Several ionophores are in common use and more will likely gain market approval in the near future. Generic and trade names of several marketed ionophores are as follows: laidlomycin propionate (Cattlyst), lasalocid (Avatec, Bovatec), maduramicin (Cygro), monensin (Coban, Rumensin), narasin (Maxiban, Monteban), and salinomycin (Coxistat, Biocox, Saccox).^1,2 These ionophorous drugs are marketed in finished feed products, where their concentrations are generally in the part per million range or in milligrams per kilogram quantities. However, they also are marketed at much higher concentrations in the form of premixes or concentrates intended for mixing into finished feeds or for use as a top dressing on feeds.

Because of the variety of concentrations and preparations of products in which ionophores are marketed, there are numerous potential sources of exposure to small animals. Field cases of ionophore poisoning have been reported in which premixes were inadvertently included in cat,³ dog,^4,5 and rabbit⁶ foods. In another case, dog food was stored in the same bin that had previously been used to store a monensin premix.⁷ In Hungary, rabbits were poisoned with high concentrations of narasin in their pellets.⁸ Thus ionophore poisonings in small animals can be caused by food mixing errors or storage contamination, or possibly by ingestion of feeds or premixes intended for other species.

TOXIC DOSE

Species susceptibility is quite varied to the toxic effects of the ionophores. The toxicity also is affected by the duration of exposure to ionophores, the daily dose that produces toxic effects being lower with subacute or chronic exposures than the toxic dose for a single acute exposure. Table 49-1 summarizes the literature on the toxicity and clinical signs of several ionophores in small animals. Although toxicity information is available for most ionophores with regard to dogs and rabbits, very little information is available for cats. No toxicity studies and only one clinical report were found for cats.³

Table 49-1 Toxicity of Various Ionophores and Resultant Clinical Signs

TOXICOKINETICS

Although little true kinetic data are available, some toxicokinetic information can be gleaned from the field cases and premarket safety studies. The onset of clinical signs can be either acute or somewhat delayed. With acutely toxic concentrations of ionophores, the onset of clinical signs generally occurs within 6 to 24 hours.^4,5,7,14 However, with lower concentrations, clinical signs may not occur for 2 weeks or more.^13,14 Thus the onset of toxic effects is dose dependent.
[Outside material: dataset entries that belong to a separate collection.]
PR #110, opened 2023-06-13
[WIP] Arctrl swate api

Freymaurer:
Again, so you are always up to date @HLWeil


src/ISA/ISA/ARCTypes/ARCTable.fs
```diff
@@ -1,12 +1,69 @@
...
+        let nNewColumn = columns.Length
+        let columnHeaders, columnRows = columns |> Array.map (fun x -> x.Header, x.Cells) |> Array.unzip
+        let nextHeaders = 
+            let ra = ResizeArray(this.ValueHeaders)
+            ra.InsertRange(index, columnHeaders)
+            ra.ToArray()
+        let maxRows = 
+            let maxRows = columnRows |> Array.map (fun x -> x.Length) |> Array.max
+            System.Math.Max(this.RowCount, maxRows)
+        let nextBody =
```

As with the onset of clinical effects, the duration of effects is quite varied. Once ionophore exposure stops, clinical signs may continue for as little as a few days or as long as 3 months.^4,5,7,13,14 The duration of clinical signs is thought to correlate with the severity of the clinical signs at the time exposure was terminated. Because ionophores are lipid soluble and clinical severity is dose-related, it is likely that there is either a long terminal elimination phase from the tissue compartments or a longer period of tissue repair in the more severely affected animals.
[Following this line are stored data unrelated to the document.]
PR #115, opened 2023-06-21
Rework spreadsheet parsing

HLWeil:
- ARCtrl does not have direct IO access so the Spreadsheet parsers now only allows transformations between the datamodel and the in-memory spreadsheet 
- Investigation file parser now uses FsSpreadsheet instead of Documentformat.OpenXML 
- Parsers should now use string parsers defined in the base ISA project
- Parsers should now return the newly defined `ArcTypes` based on `ArcTable` instead of `Process`

To-Do
- [x] Add transformers between `ArcTable` and `Protocol`
- [ ] Add transformers between `ArcTable` and `Process`
- [x] Finish up ArcTable parser
  - [x] Add all headers
  - [ ] React to different value combinations based on header
- [ ] Add comment to every function

- [ ] Keep or remove FSharpAux?


src/ISA/ISA.Spreadsheet/ArcAssay.fs
```diff
@@ -0,0 +1,88 @@
+﻿module ISA.Spreadsheet.ArcAssay
+
+open ISA
+open FsSpreadsheet
+
+let obsoloteAssaysLabel = "ASSAY METADATA"
```
Freymaurer, line 6: Shoould this be written up modular? Like is "METADATA" used somewhere else too? How about "PERFORMERS"? 

If so, then this should just be `assaysLabel` + "metadataLabel"

src/ISA/ISA.Spreadsheet/ArcAssay.fs
```diff
@@ -0,0 +1,88 @@
...
+                assays |> Seq.tryHead 
+                |> Option.defaultValue (ArcAssay.create()) 
+                |> ArcAssay.setPerformers (Option.fromValueWithDefault [] contacts)
+        
+        if en.MoveNext () then
+            let currentLine = en.Current |> SparseRow.tryGetValueAt 0
+            loop currentLine [] [] 1
+            
+        else
+            failwith "emptyInvestigationFile"
```
Freymaurer, line 53: assay right? not investigation?

src/ISA/ISA.Spreadsheet/ArcTable.fs
```diff
@@ -0,0 +1,53 @@
+﻿module ISA.Spreadsheet.ArcTable
+
+open ISA
+open FSharpAux
+open FsSpreadsheet
+
+let annotationTablePrefix = "annotationTable"
```
Freymaurer, line 7: This should be unified between Swate, Swate-standalone and ISA.Spreadsheet. 

In addition remember to make all strings like this to literals

src/ISA/ISA.Spreadsheet/ArcTable.fs
```diff
@@ -0,0 +1,53 @@
...
+    )
+
+/// Returns the protocol described by the headers and a function for parsing the values of the matrix to the processes of this protocol
+let tryFromFsWorksheet (sheet : FsWorksheet) =
+    let annotationTable =
+        sheet.Tables
+        |> Seq.tryFind (fun t -> t.Name.StartsWith annotationTablePrefix)
+    match annotationTable with
+    | Some t -> 
+        let compositeColumns =
```
Freymaurer, line 25: This function would be nice to parse Excel tables to ArcTable. So maybe pull it outside for access.

src/ISA/ISA.Spreadsheet/CompositeCell.fs
```diff
@@ -0,0 +1,24 @@
+﻿module ISA.Spreadsheet.CompositeCell
+
+open ISA
+open FsSpreadsheet
+
+let fromFsCells (cells : list<FsCell>) : CompositeCell =
```
Freymaurer, line 6: This is meant to be used on grouped cells? This should be written as `<summary>`. Also implement descriptive failwith message.

src/ISA/ISA.Spreadsheet/CompositeCell.fs
```diff
@@ -0,0 +1,24 @@
...
+    let cellValues = cells |> List.map (fun c -> c.Value)
+    match cellValues with
+    | [v] -> CompositeCell.createFreeText v
+    | [v1;v2;v3] -> CompositeCell.createTermFromString(v1,v2,v3)
+    | [v1;v2;v3;v4] -> CompositeCell.createUnitizedFromString(v1,v2,v3,v4)
+    | _ -> 
+        failwithf "Dafuq"
+
+let toFsCells isTerm hasUnit (cell : CompositeCell) : list<FsCell> =
+    match cell with
```
Freymaurer, line 16: What is happening here? Why is `isTerm`/`hasUnit` given from outside? As this should be coming only from the CompositeCell?

If this must stay here, pls use the `ToCompositeCellType()` functions first to reduce code duplication:
https://github.com/nfdi4plants/ISADotNet/blob/8d174a3178e115aa16a8f4538e225626d68a497c/src/ISA/ISA/ArcTypes/CompositeCell.fs#L26

So have a `TermToFsCell`, `FreetextToFsCell`, `UnitizedToFsCell` subfunction which you call after using the conversion functions referenced above!

src/ISA/ISA.Spreadsheet/CompositeColumn.fs
```diff
@@ -0,0 +1,44 @@
+﻿module ISA.Spreadsheet.CompositeColumn
+
+open ISA
+open FsSpreadsheet
+
+
+let fromFsColumns (columns : list<FsColumn>) : CompositeColumn =
```
Freymaurer, line 7: This again is used after grouping right?

src/ISA/ISA.Spreadsheet/CompositeColumn.fs
```diff
@@ -0,0 +1,44 @@
...
+            |> CompositeCell.fromFsCells
+        |]                 
+    CompositeColumn.create(header,cells)
+
+
+let toFsColumns (column : CompositeColumn) : FsCell list list =
+    let hasUnit = column.Cells |> Seq.exists (fun c -> c.isUnitized)
+    let isTerm = column.Header.IsTermColumn
+    let header = CompositeHeader.toFsCells hasUnit column.Header
+    let cells = column.Cells |> Array.map (CompositeCell.toFsCells isTerm hasUnit)
```
Freymaurer, line 27: Okay, i don't get it. The CompositeCells must know what they are? Why try to tell them from outside?

src/ISA/ISA.Spreadsheet/CompositeColumn.fs
```diff
@@ -0,0 +1,44 @@
...
+    if hasUnit then
```
Freymaurer, line 28: better: 

```fsharp
[
  [header.[0]] @ cells.[0]
  if isTerm || hasUnit then
    [header.[1]] @ cells.[1]
    [header.[2]] @ cells.[2]
  if hasUnit then
    [header.[3]] @ cells.[3]
]
```

src/ISA/ISA.Spreadsheet/CompositeHeader.fs
```diff
@@ -0,0 +1,101 @@
+﻿module ISA.Spreadsheet.CompositeHeader
+
+open ISA
+open FsSpreadsheet
+
+module ActivePattern = 
+
+    open ISA.Regex.ActivePatterns
+
+    let mergeTerms tsr1 tan1 tsr2 tan2 =
```
Freymaurer, line 10: When is this used?

src/ISA/ISA.Spreadsheet/CompositeHeader.fs
```diff
@@ -0,0 +1,101 @@
...
+        if tsr1 <> tsr2 then failwithf "TermSourceRef %s and %s do not match" tsr1 tsr2
+        if tan1 <> tan2 then failwithf "TermAccessionNumber %s and %s do not match" tan1 tan2
+        {|TermSourceRef = tsr1; TermAccessionNumber = tan1|}
+
```
Freymaurer, line 14: This is very confusing, not sure when this is used? Only on headers after grouping?

Are you sure you cannot recycle this function more?

https://github.com/nfdi4plants/ISADotNet/blob/8d174a3178e115aa16a8f4538e225626d68a497c/src/ISA/ISA/ArcTypes/CompositeHeader.fs#L122

src/ISA/ISA.Spreadsheet/CompositeHeader.fs
```diff
@@ -0,0 +1,101 @@
...
+    | Factor f -> f
+    | Characteristic c -> c
+    | Input i -> i
+    | Output o -> o
+    | FreeText ft -> ft
+    | _ -> raise (System.NotImplementedException("parseCompositeHeader"))
+
+let toFsCells (hasUnit : bool) (header : CompositeHeader) : list<FsCell> = 
+    if header.IsSingleColumn then
+        [FsCell(header.ToString())]
```
Freymaurer, line 92: better: 

```fsharp
        [
            FsCell(header.ToString())
            if hasUnit then FsCell("Unit")
            if hasUnit || isTerm then FsCell($"Term Source REF ({header.GetColumnAccessionShort})")
            if hasUnit || isTerm then FsCell($"Term Accession Number ({header.GetColumnAccessionShort})")
        ]
```

src/ISA/ISA.Spreadsheet/CompositeHeader.fs
```diff
@@ -0,0 +1,101 @@
...
+    elif header.IsTermColumn then
+        [
+            FsCell(header.ToString())
+            if hasUnit then FsCell("Unit")
+            FsCell($"Term Source REF ({header.GetColumnAccessionShort})")
```
Freymaurer, line 97: Is this nowhere else used? Should "Term Source REF" not be a string literal, accessible for reuse? Same for "Term Accession Number"

src/ISA/ISA.Spreadsheet/InvestigationFile/Study.fs
```diff
@@ -1,12 +1,11 @@
 namespace ISA.Spreadsheet
 
 open ISA
-open ISA.API
 open Comment
 open Remark
 open System.Collections.Generic
 
-module Study = 
+module Studies =
```
Freymaurer, line 8: Should any of this be usable from js? If yes, please remember to use root modules only.

src/ISA/ISA/ArcTypes/CompositeHeader.fs
```diff
@@ -185,7 +183,7 @@ type CompositeHeader =
         match this with | ProtocolType -> true | anythingElse -> false
 
     /// <summary>
-    /// This function sets the associated term accession for featured columns. 
+    /// This function gets the associated term accession for featured columns.
```
Freymaurer, line 186: Ups, good catch!

src/ISA/ISA/ArcTypes/CompositeHeader.fs
```diff
@@ -194,6 +192,18 @@ type CompositeHeader =
         | ProtocolType -> "DPBO:1000161"
         | anyelse -> failwith $"Tried matching {anyelse} in getFeaturedColumnAccession, but is not a featured column."
 
+    /// <summary>
+    /// This function gets the associated term accession for term columns. 
+    /// </summary>
+    member this.GetColumnAccessionShort =
```
Freymaurer, line 198: change name to `GetAccessionShort`? It is implemented on the header without input. I think adding `Column` makes the name more vague than removing it.

Or rename to `GetHeaderAccessionShort` at least

src/ISA/ISA/Regex.fs
```diff
@@ -65,18 +92,116 @@ module Pattern =
...
+            | "Characteristic" 
+            | "Characteristics"
+            | "Characteristics Value" -> Some r.TermName
+            | _ -> None
+        | _ -> None
+
+    /// Matches a term string (either short or URI) and returns the term source ref and the annotation number strings.
+    /// 
+    /// Example 1: "MS:1003022" --> term source ref: "MS"; annotation number: "1003022"
+    ///
```
Freymaurer, line 153: comment seems outdated! Please Update!

src/ISA/ISA/Regex.fs
```diff
@@ -88,11 +213,11 @@ open System.Text.RegularExpressions
 /// 
 /// **Example 2:** "Term Source REF (NFDI4PSO:0000064)" --> "NFDI4PSO:0000064"
 /// </summary>
-let tryParseTermAccession (str:string) =
+let tryParseTermAnnotation (str:string) =
```
Freymaurer, line 216: Not sure why you renamed this function and all related patterns from `Accession` to `Annotation`, as the information always comes from "Term Accession Number" column in ISA-TAB

tests/ISA/ISA.Tests/ISA.Tests.fsproj
```diff
@@ -24,6 +24,7 @@
     <PackageReference Include="YoloDev.Expecto.TestSdk" Version="[0.13.2]" />
     <PackageReference Include="Microsoft.NET.Test.Sdk" Version="[17.4.0]" />
     <PackageReference Update="FSharp.Core" Version="7.0.0" />
+    <PackageReference Update="FSharp.Core" Version="6.*" />
```
Freymaurer, line 27: Is it good practise to reference two FSharp.Core versions?

Freymaurer (commented):
One final thing, please check how many FSharpAux functions are used. And if deemed possible, only include the necessary ones, to reduce dependencies.

src/ISA/ISA/Regex.fs
HLWeil: The information either comes from `Term Accession Number` or `Term Source REF`. And what you get as a result is accession number `AND` term source ref.

src/ISA/ISA/ArcTypes/CompositeHeader.fs
HLWeil: Agreed, that the `column` gives no useful information here

src/ISA/ISA.Spreadsheet/ArcTable.fs
HLWeil: Any idea about where to put this? I could put this together with the `tryFromFsWorksheet: FsWorksheet -> FsTable option` function you mentioned below into a `AnnotationTable.fs` and module.

HLWeil:
Thanks for the input. I would leave the `FSharpAux` question open to general input first, as I think this is a general question we could find a streamlined solution for.

src/ISA/ISA.Spreadsheet/ArcTable.fs
Freymaurer: Maybe put it on some member of `ArcTable` ? `ArcTable.toAnnotationTableName()` ?

src/ISA/ISA.Spreadsheet/ArcTable.fs
Freymaurer: I actually did mean the stuff creating `compositeColumns`, but good to have the other one too^^

src/ISA/ISA/Regex.fs
```diff
@@ -56,17 +56,17 @@ module Pattern =
 
     /// Hits term accession, without id: ENVO:01001831
     [<LiteralAttribute>]
-    let TermAnnotationShortPattern = @"(?<idspace>\w+?):(?<localid>\w+)" //prev: @"[\w]+?:[\d]+"
```
Freymaurer: This is official vocabulary found in .obo file format specification

src/ISA/ISA.Spreadsheet/ArcTable.fs
HLWeil: Oh :D
It's kinda hard to see in the snippets github creates

src/ISA/ISA/Regex.fs
HLWeil: Can you give a link?

Freymaurer: https://owlcollab.github.io/oboformat/doc/GO.format.obo-1_4.html#S.1.6

src/ISA/ISA.Spreadsheet/ArcTable.fs
HLWeil: Hmm not so sure about this, the step here is basically just a composition of two other functions. But will try to find a sensible name

Freymaurer:
> Add comment to every function

You do not need to do this for every function right now. But there are functions only useful under certain conditions. These should be documented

Ionophores appear to be extensively metabolized and are primarily eliminated in the feces in dogs.¹⁰ Less than 2% of a dose of laidlomycin propionate was eliminated in the urine as either the parent drug or its metabolites. Dogs metabolize laidlomycin propionate to at least 11 different metabolites.¹⁰ However, it is not known whether the ionophore metabolites retain any of their ionophore transport capability.

MECHANISM OF TOXICITY

Translocation of ions and disruption of ion gradients are responsible for the therapeutic and toxic effects of ionophores.^15,16 Translocation of ions across the mitochondria disrupts mitochondrial energy production and causes mitochondrial swelling and fragmentation.^17–19 This loss of energy production is at least partially responsible for the cell death and tissue necrosis associated with ionophore poisoning.

The translocation of ions across the plasma membrane by ionophores also inhibits the activity of excitable tissues. The disruption of potassium, hydrogen, calcium, and sodium concentrations in excitable cells alters resting potentials, action potentials, and contractility.^20–26 In rat neuronal cell cultures, lasalocid causes neuronal cell damage and death, but spares the nonneuronal cells.²⁷ The alteration in excitable tissues can decrease or halt neurological, cardiac, and skeletal muscle functions.